第１図は本発明の基本構成図、第２図はグループ種別の
付与について説明するための図、第３図は接続確率情報
記憶部の記憶内容を説明するための図、第４図は本発明
の一実施例に係る確率計算を説明する図、第５図は本発
明の他の一実施例に係る変換を説明するための図である
。図中、１０はキーボード、１１は入力制御部。１２は読み分割部、１３は辞書検索部、１４は辞書、１
５はグループ種別付与部、１６は接続確率情報記憶部、
１７は確率計算部、１８は変換選択部、１９は表示制御
部、２０はディスプレイを表す。特許出願人　　　富士通株式会社代理人弁理士　　森１）寛（外１名）木企Ｂ８の蟇本庫以巴第　　１　　図第ユ図FIG. 1 is a basic configuration diagram of the present invention, FIG. 2 is a diagram for explaining assignment of group types, FIG. 3 is a diagram for explaining the storage contents of the connection probability information storage unit, and FIG. FIG. 5 is a diagram for explaining probability calculation according to one embodiment of the invention, and FIG. 5 is a diagram for explaining conversion according to another embodiment of the invention. In the figure, 10 is a keyboard, and 11 is an input control unit. 12 is a reading division section, 13 is a dictionary search section, 14 is a dictionary, 1
5 is a group type assigning unit; 16 is a connection probability information storage unit;
17 is a probability calculation section, 18 is a conversion selection section, 19 is a display control section, and 20 is a display. Patent Applicant Fujitsu Ltd. Representative Patent Attorney Hiroshi Mori 1) (and 1 other person) Figure 1

Claims

[Claims] A Japanese document creation device that edits and creates a document by inputting Japanese pronunciations containing multiple words, searching a dictionary, and converting them into sentences containing kanji.
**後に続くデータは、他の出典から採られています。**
PR #2667, opened 2026-05-19
[PM-7854] feat: Hide Send tab when disableSend policy is active

fedemkr:
## 🎟️ Tracking

https://bitwarden.atlassian.net/browse/PM-7854

## 📔 Objective

When the `disableSend` (`PolicyType.disableSend`) policy is enabled by an organization administrator, the Send tab is now completely removed from the tab bar rather than remaining visible with actions disabled.

**Changes:**

- **`TabCoordinator`** — Injects `PolicyService` and checks `policyAppliesToUser(.disableSend)` at startup and on every organization stream event, calling `updateTabs(isSendEnabled:)` to add or remove the Send tab reactively without requiring a restart.
- **`BitwardenTabBarController.navigator(for:)`** — Fixed to use a dictionary lookup instead of an array-index lookup, so `navigator(for: .generator(...))` returns the correct navigator when the Send tab is absent and the visual positions have shifted.

## 📸 Screenshots

No send tab


BitwardenShared/UI/Platform/Application/Views/BitwardenTabBarControllerTests.swift
```diff
@@ -98,6 +98,35 @@ class BitwardenTabBarControllerTests: BitwardenTestCase {
         XCTAssertIdentical(testController, viewController)
     }
 
+    /// `navigator(for:)` with a `TabRoute` uses the stored dictionary and returns the correct
+    /// navigator even when the Send tab is absent (non-contiguous indices).
+    @MainActor
+    func test_navigatorFor_tabRoute_sendHidden() throws {
```
KatherineInCode: 🤔 With how small this test file is, could we potentially just convert it to Swift Testing at this time? Or would that be too much, do you think?

BitwardenShared/UI/Platform/Tabs/TabCoordinator.swift
```diff
@@ -126,57 +151,70 @@ final class TabCoordinator: Coordinator, HasTabNavigator {
 
         rootNavigator.show(child: tabNavigator)
 
-        let vaultNavigator = module.makeNavigationController()
-        vaultNavigator.navigationBar.prefersLargeTitles = false
-        vaultNavigator.navigationBar.accessibilityIdentifier = "MainHeaderBar"
+        let vaultNav = module.makeNavigationController()
```
KatherineInCode, line 154: 🤔 It's probably overkill, but it might be nice to break out the other tabs' navigation controller initialization into helper methods, as well?

KatherineInCode (commented):
Looks good, just some thoughts

BitwardenShared/UI/Platform/Tabs/TabCoordinator.swift
fedemkr: I did it for the Send because it's used in more than one place but here it's just simple repetitive logic for each navigation; I think we wouldn't gain much.

BitwardenShared/UI/Platform/Application/Views/BitwardenTabBarControllerTests.swift
fedemkr: Done

BitwardenShared/UI/Platform/Tabs/TabCoordinator.swift
KatherineInCode: Yeah, it was just a thought. I think it's fine as-is

KatherineInCode (approved):

PR #2671, opened 2026-05-20
[PM-37697] feat: Show "Continue to web app?" alert when tapping Manage plan

andrebispo5:
## 🎟️ Tracking

https://bitwarden.atlassian.net/browse/PM-37697

## 📔 Objective

When tapping "Manage plan" on the Premium Plan screen, instead of opening Stripe in the browser, a "Continue to web app?" confirmation alert is shown. Tapping Continue opens the Bitwarden web app subscription page (`https://vault.bitwarden.com/#/settings/subscription`).

## 📸 Screenshots

https://github.com/user-attachments/assets/1e6afc51-10e1-4027-a7bd-55dbf50a106b

### DIFF
--- a/BitwardenShared/Core/Platform/Utilities/ExternalLinksConstants.swift
+++ b/BitwardenShared/Core/Platform/Utilities/ExternalLinksConstants.swift
@@ -32,6 +32,9 @@ extension ExternalLinksConstants {
     /// A link to Bitwarden's help page for learning more about Premium features.
     static let learnMoreAboutPremium = URL(string: "https://bitwarden.com/help/password-manager-plans/")!
 
+    /// A link to the subscription management page in the Bitwarden web app.
+    static let manageSubscription = URL(string: "https://vault.bitwarden.com/#/settings/subscription")!
+
     /// A link to the password options within the passwords section of the settings menu.
     static let passwordOptions = URL(string: "App-prefs:PASSWORDS&path=PASSWORD_OPTIONS")!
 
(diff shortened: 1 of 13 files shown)


BitwardenShared/Core/Platform/Utilities/ExternalLinksConstants.swift
```diff
@@ -32,6 +32,9 @@ extension ExternalLinksConstants {
     /// A link to Bitwarden's help page for learning more about Premium features.
     static let learnMoreAboutPremium = URL(string: "https://bitwarden.com/help/password-manager-plans/")!
 
+    /// A link to the subscription management page in the Bitwarden web app.
+    static let manageSubscription = URL(string: "https://vault.bitwarden.com/#/settings/subscription")!
```
fedemkr: ⚠️ This should be based on the environment's web vault URL and not hardcoded to `vault.bitwarden.com`.

fedemkr (changes requested):

BitwardenShared/Core/Platform/Utilities/ExternalLinksConstants.swift
andrebispo5: In this particular case it's not really a problem since this feature is only available to Cloud Us users. But I'll make the change.

fedemkr: Thanks Andre, yes I fell it's good to have this kind of things already covered if we ever change this to be available elsewhere.

fedemkr (approved):

PR #2674, opened 2026-05-20
[PM-37811] llm: Add audit build warnings command

fedemkr:
## 🎟️ Tracking

[PM-37811](https://bitwarden.atlassian.net/browse/PM-37811)

## 📔 Objective

Adds an LLM command `audit-build-warnings` to check build warnings, categorize them and try to fix them.

[PM-37811]: https://bitwarden.atlassian.net/browse/PM-37811?atlOrigin=eyJpIjoiNWRkNTljNzYxNjVmNDY3MDlhMDU5Y2ZhYzA5YTRkZjUiLCJwIjoiZ2l0aHViLWNvbS1KU1cifQ


.claude/commands/audit-build-warnings.md
```diff
@@ -0,0 +1,136 @@
...
+
+Accept free-form input, or "none" / "proceed as-is".
+
+Record the final exclusion list.
+
+## Phase 5: Fix
+
+Apply fixes in this exact order:
+
+### Step 1 — SwiftFormat auto-fix (ALWAYS first, BEFORE reading any files)
```
matt-livefront: 🤔 Does it make sense to do this before anything else? Anything that could be fixed by SwiftFormat/SwiftLint seems pretty trivial to fix and wouldn't need to be included in the report/considered for exclusions. Or is useful to have these in the report?

❓ Swiftlint also has a way to fix warnings (`mint run swiftlint lint --fix`). Should we also include that?

.claude/commands/audit-build-warnings.md
```diff
@@ -0,0 +1,136 @@
...
+```bash
+DEVICE=$(tr -d '\n' < .test-simulator-device-name)
+OS=$(tr -d '\n' < .test-simulator-ios-version)
+```
+
+## Phase 1: Build & Capture
+
+Run the build and capture all output to a temp file:
+```bash
+xcodebuild build \
```
matt-livefront: ❓ Does it make sense to use `build-for-testing` to capture any build warnings from the tests?

.claude/commands/audit-build-warnings.md
fedemkr: I think that's a great idea! I'll make the change.

.claude/commands/audit-build-warnings.md
fedemkr: Yes, missed that!

.claude/commands/audit-build-warnings.md
fedemkr: Done and just in case this is why swift format is run twice:
SwiftLint's `--fix` mode auto-corrects a narrower set of rules than SwiftFormat — things like replacing unused closure parameters with `_`, removing redundant `let _ =` discards, and deleting superfluous disable comments. These are just as mechanical as SwiftFormat's changes and require no judgment, so they belong here rather than in the interactive fix phase. SwiftFormat runs a second time after SwiftLint because SwiftLint's corrections can introduce minor formatting drift — for example, it may insert or remove whitespace in ways that technically violate a SwiftFormat rule. The second SwiftFormat pass catches that drift and guarantees the codebase is in a clean, consistent state before the build runs.

matt-livefront (dismissed):

.claude/commands/audit-build-warnings.md
```diff
@@ -0,0 +1,138 @@
...
+### ⚪ Default Skips (propose to user unless they override)
+These categories are typically intentional or in third-party code — default to skipping them:
+- **Vendored / third-party code**: any file under paths like `BitwardenWatchShared/MessagePack/`, `**/Vendor/`, or other vendored directories
+- **Deprecated API warnings** where the replacement requires non-trivial SDK changes (flag these for the user to decide)
+- **Always-true / always-false casts** (`'as' test is always true`) — may be intentional defensive guards
+- **Protocol near-match** warnings in third-party code
+
+## Phase 3: Report
+
+Write a temporary markdown report to `/tmp/build_warnings_report.md` (NOT to `Docs/` or any tracked directory — this is an ephemeral audit artifact).
```
KatherineInCode, line 75: 🤔 Even though I as the user shouldn't be required to open the file, I still would like it to be in an easy-to-access location; I [instruct Claude](https://github.com/KatherineInCode/Dotfiles/blob/main/dotfiles/.claude/CLAUDE.md#output-files) to put all of those in the `.claude/output` directory, which is similarly ephemeral and untracked. I'm not sure what Claude would generate given those two strings of instructions, but it would be nice if we had some way of managing "if the user has a place they want it, use that; otherwise put it here" sorts of instructions

fedemkr: As far as I see `.claude/output` is not included in `.gitignore` so currently it's being tracked.
I think we had a discussion to leave `output` tracked in case we wanted to share requirements/plans in the repo.
We can revisit that discussion or create a `.claude/tmp` folder to put these outputs. What do you think?

KatherineInCode: Ah, right, I have that untracked in [my global gitignore](https://github.com/KatherineInCode/Dotfiles/blob/main/dotfiles/.gitignore#L44) 😅 

This feels like the sort of thing @bitwarden/team-ai-sme should weigh in on, and see if we can get some sort of consistent standard across all the Bitwarden repos 🤔 

But I very much do want there to be some `.claude/[something]` folder in each repo that's ephemeral and untracked, for this sort of thing. I'm just very ambivalent on what it is, so long as it's the standard.

fedemkr: Hi there, just raising this up @bitwarden/team-ai-sme as some time has passed in case you've missed the notification and/or new standards are already in place for this that we may need to add here.

.claude/commands/audit-build-warnings.md
SaintPatrck, line 1: ⚠️ Let's move this to `.claude/skills/audit-build-warnings/SKILL.md`. Skills have replaced slash commands, and encapsulating it in a dedicated directory will keep things better organized if/when additional files like scripts or reference examples are added. It also gives us a place to put outputs and easily `.gitignore` them.

.claude/commands/audit-build-warnings.md
```diff
@@ -0,0 +1,138 @@
+---
+description: Build the Bitwarden iOS app, capture all compiler and lint warnings, categorize them into Swift 6 concurrency vs actionable, and interactively fix the actionable ones.
+argument-hint: "[scheme] — defaults to Bitwarden"
```
SaintPatrck, line 3: ⛏️ Would be helpful to give examples of the support arguments.

.claude/commands/audit-build-warnings.md
```diff
@@ -0,0 +1,138 @@
...
+- If `$ARGUMENTS` is provided, use it as the scheme name (e.g., `Authenticator`, `TestHarness`).
+- Otherwise default to `Bitwarden`.
+
+Read simulator config — always read these files, never hardcode values:
+```bash
+DEVICE=$(tr -d '\n' < .test-simulator-device-name)
+OS=$(tr -d '\n' < .test-simulator-ios-version)
+```
+
+## Phase 0: Pre-process (auto-fix before building)
```
SaintPatrck, line 20: ⛏️ Can we start with Phase 1?

.claude/commands/audit-build-warnings.md
```diff
@@ -0,0 +1,138 @@
...
+
+Run all deterministic auto-fixers *before* the build so their warnings never appear in the report.
```
SaintPatrck, line 22: 🌱 🎨 Most of Phase 0 is executing deterministic bash commands. Maybe as a followup, consider wrapping these individual commands into a single script that prints what Claude needs to continue?

My main reason for asking is so that we can add it to `allowed-tools` in the front matter.

```yaml
allowed-tools: Bash(scripts/audit-build-warnings-prep.sh), Read, Grep
```

.claude/commands/audit-build-warnings.md
SaintPatrck: Since this is a project-level skill, I think you can take whatever approach works best for the team. This is more important to standardize in the context of plugin outputs because they're not tied to a particular project so we can point ephemeral docs to a location that isn't tracked by default, like `${CLAUDE_SKILL_DIR}/reports/*` or `${CLAUDE_PLUGIN_DATA}/<skill-name/*` which resolve to something like `~/.claude/plugins/path/to/marketplace/`.

If you want them outside of the repo and don't want to add `.gitignore`, `tmp/` has become the defacto location. Otherwise, I see no harm in adding a `.gitignore` entry to a project-level location you all decide on.

SaintPatrck (changes requested):
Looks good. One blocking request; relocate this to the `skills` dir. The other comments are nitpicks and suggestions I leave up to your discretion.

.claude/commands/audit-build-warnings.md
fedemkr: Roger, moved it to `.claude/tmp` folder and git ignored it.

.claude/commands/audit-build-warnings.md
fedemkr: I think you mean that the Phases starts from 1 instead of 0, right? If that's the case, that's done.

.claude/skills/audit-build-warnings/SKILL.md
```diff
@@ -0,0 +1,138 @@
...
+
+Read simulator config — always read these files, never hardcode values:
+```bash
+DEVICE=$(tr -d '\n' < .test-simulator-device-name)
+OS=$(tr -d '\n' < .test-simulator-ios-version)
+```
+
+## Phase 0: Pre-process (auto-fix before building)
+
+Run all deterministic auto-fixers *before* the build so their warnings never appear in the report.
```
fedemkr: Great suggestion, done and added the next as well given that's the core run of the tool.
```
  - Bash(mint run swiftlint:*)
  - Bash(mint run swiftformat:*)
```

SaintPatrck (dismissed):

.claude/skills/audit-build-warnings/SKILL.md
```diff
@@ -0,0 +1,150 @@
+---
+name: audit-build-warnings
+description: Build the Bitwarden iOS app, capture all compiler and lint warnings, categorize them into Swift 6 concurrency vs actionable, and interactively fix the actionable ones. Use when asked to "audit build warnings", "fix warnings", "clean up warnings", "build warnings", or to reduce compiler noise before a PR.
+allowed-tools:
+  - Bash(Scripts/audit-build-warnings-prep.sh*)
+  - Bash(mint run swiftlint:*)
+  - Bash(mint run swiftformat:*)
+  - Read
+  - Grep
```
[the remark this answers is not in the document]
SaintPatrck: Incorrect.

SaintPatrck (dismissed):
LGTM. https://github.com/bitwarden/ios/pull/2674#discussion_r3766839079 may be valid, but seems like an edge case. 🤷

.claude/skills/audit-build-warnings/SKILL.md
```diff
@@ -0,0 +1,150 @@
...
+
+Run the build for testing and capture all output to a temp file:
+```bash
+mkdir -p .claude/tmp
+xcodebuild build-for-testing \
+  -project <SCHEME>.xcodeproj \
+  -scheme <SCHEME> \
+  -destination "platform=iOS Simulator,name=$DEVICE,OS=$OS" \
+  -configuration Debug \
+  2>&1 | tee .claude/tmp/bitwarden_build_output.txt
```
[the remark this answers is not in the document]
fedemkr: This has already been resolved.

SaintPatrck (approved):

matt-livefront (approved):

PR #2677, opened 2026-05-20
[PM-37819] refactor: Persist WrappedAccountCryptographicState directly

matt-livefront:
## 🎟️ Tracking

[PM-37819](https://bitwarden.atlassian.net/browse/PM-37819)

## 📔 Objective

Previously, we stored the user's account keys model and private key and constructed a `WrappedAccountCryptographicState` from these when unlocking the vault.

This worked fine when we always received these from the API. Now that the user registration methods are moving into the SDK, the SDK returns `WrappedAccountCryptographicState` at registration time, which needs to be persisted. Converting this back into a local model introduces unnecessary translation layers when we could just persist `WrappedAccountCryptographicState` directly.

This updates the app to construct a `WrappedAccountCryptographicState` from the API which is then persisted and used for vault unlock. When the registration methods are moved to the SDK, we'll be able to persist the returned `WrappedAccountCryptographicState` directly as well.

[PM-37819]: https://bitwarden.atlassian.net/browse/PM-37819?atlOrigin=eyJpIjoiNWRkNTljNzYxNjVmNDY3MDlhMDU5Y2ZhYzA5YTRkZjUiLCJwIjoiZ2l0aHViLWNvbS1KU1cifQ


BitwardenShared/Core/Platform/Services/StateServiceTests.swift
```diff
@@ -1658,17 +1621,13 @@ class StateServiceTests: BitwardenTestCase { // swiftlint:disable:this type_body
         let account = Account.fixture(profile: .fixture(userId: "1"))
         await subject.addAccount(account)
         try await subject.setAccountEncryptionKeys(AccountEncryptionKeys(
-            accountKeys: .fixture(
-                publicKeyEncryptionKeyPair: .fixture(wrappedPrivateKey: "1:WRAPPED_PRIVATE_KEY"),
-            ),
-            encryptedPrivateKey: "1:PRIVATE_KEY",
+            cryptographicState: .v1(privateKey: "1:PRIVATE_KEY"),
             encryptedUserKey: "1:USER_KEY",
```
quexten, line 1625: Out of scope here but most likely you can drop encryptedUserKey? We don't use this terminology in the SDK or `clients` - there it is the `masterKeyWrappedUserKey`. However, this is already included as part of the higher level `MasterPasswordUnlockData`. Mobile should eventually just persist this struct, which is also included as part of the sync.

quexten (dismissed):
Sweet! Looks good. I wonder whether we can also already drop the separate tracking of `privateKey` in some places. (At least I don't see a reason why we can't, which would simplify yet a bit further).

BitwardenShared/Core/Platform/Services/StateServiceTests.swift
matt-livefront: We do persist `MasterPasswordUnlockData`. It looks `encryptedUserKey` is used to store the user's key connector encrypted user key (`keyConnectorKeyWrappedUserKey`) - would you suggest just storing that as it's own thing?

We also have this logic when logging in with another device, can that be replaced with `masterKeyWrappedUserKey`? Given the master password hash check, I think that would only be used if the user has a master password (and hence a `masterKeyWrappedUserKey`)?
https://github.com/bitwarden/ios/blob/639b358deb574c04bf6d4f8f3a4b0b97c829064d/BitwardenShared/Core/Auth/Repositories/AuthRepository.swift#L974-L976

matt-livefront:
> I wonder whether we can also already drop the separate tracking of `privateKey` in some places. (At least I don't see a reason why we can't, which would simplify yet a bit further).

@quexten Thanks! I'll look into this. I think we still have this as a fallback to handle backwards compatibility with older self-hosted servers, but maybe it's been long enough that we could remove it.

BitwardenShared/Core/Platform/Services/StateServiceTests.swift
quexten: > would you suggest just storing that as it's own thing?
KM is slowly separating out the key-connector-key-wrapped-user-key from the master-key-wrapped-user-key. Yes, storing it separately makes sense from my perspective. We don't do this on the sync yet, but at some point we will.

However, that said, you don't need to store it at all. The keyConnectorWrappedUserKey is only ever used during initial *login* and never afterwards, and so it doesn't need to be persisted. Essentially, you should:
- Auth via SSO
  - This returns back the key-connector-key-wrapped-user-key
- Unlock SDK with the `keyConnectorUrl` unlock method:
  - https://github.com/bitwarden/sdk-internal/blob/5aae79b3e972129ebb106155f8de7bb76d748f33/crates/bitwarden-core/src/key_management/crypto.rs#L168
  - Takes the key connector url and the keyconnectorkeywrappeduserkey

Then, you have your unlocked SDK instance without persisting anything. Note, that the above unlock method was only recently added. In the medium to long term, KM would like to consolidate the unlock logic that currently auth has to maintain into the SDK, so that auth can drop the logic, and this would be a step towards it, but we did not do a close investigation of what's necessary on mobiles side.


> We also have this logic when logging in with another device, can that be replaced with masterKeyWrappedUserKey? Given the master password hash check, I think that would only be used if the user has a master password (and hence a masterKeyWrappedUserKey)?

The masterKey auth request method is actually no longer supported. Feel free to drop the code as it is unused.

matt-livefront: Ah, that's a great point, thanks! I will create a task for those changes.

BitwardenShared/Core/Platform/Services/MigrationService.swift
```diff
@@ -254,6 +255,39 @@ class DefaultMigrationService {
...
+        for (accountId, _) in state.accounts {
+            let privateKeyStorageKey = "bwPreferencesStorage:encPrivateKey_\(accountId)"
+            guard let privateKey = appGroupUserDefaults.string(forKey: privateKeyStorageKey) else { continue }
+
+            let accountKeysStorageKey = "bwPreferencesStorage:accountKeys_\(accountId)"
+            let accountKeys: PrivateKeysResponseModel? = {
+                guard let string = appGroupUserDefaults.string(forKey: accountKeysStorageKey),
+                      let data = string.data(using: .utf8)
+                else { return nil }
+                return try? JSONDecoder().decode(PrivateKeysResponseModel.self, from: data)
```
fedemkr: 🤔 Would it be useful to log the error here if thrown?

fedemkr (approved):
Looks good on my end. Approving as I think the other comments will be addressed on a future PR.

The words are grouped in advance into groups having the same properties in terms of grammatical and semantic elements, and means (14, 15) for providing each word with group type information for identifying the group to which the word belongs (14, 15). ), a probability information storage means (16) for storing probability information indicating the ease of word connection between each of the groups, corresponding to the combination of the preceding and succeeding groups; Obtain the group type information of the group to which the word to be converted corresponds to, and extract the connection probability of each word to be converted from the probability information storage means (16) based on the group type information, and calculate the probability. 1. A continuous clause conversion processing method based on connection probability, comprising: means (17) for performing the calculation, and means (18) for determining priority of conversion based on the calculation result by the probability calculation means (17).